Given material »
_ _ _ _ _

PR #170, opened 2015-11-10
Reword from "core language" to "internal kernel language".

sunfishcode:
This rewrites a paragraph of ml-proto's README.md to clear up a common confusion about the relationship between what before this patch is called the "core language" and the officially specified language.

_ _ _ _ _

Transcribe the data in full, matching every line exactly.

PR #170, opened 2015-11-10
Reword from "core language" to "internal kernel language".

sunfishcode:
This rewrites a paragraph of ml-proto's README.md to clear up a common confusion about the relationship between what before this patch is called the "core language" and the officially specified language.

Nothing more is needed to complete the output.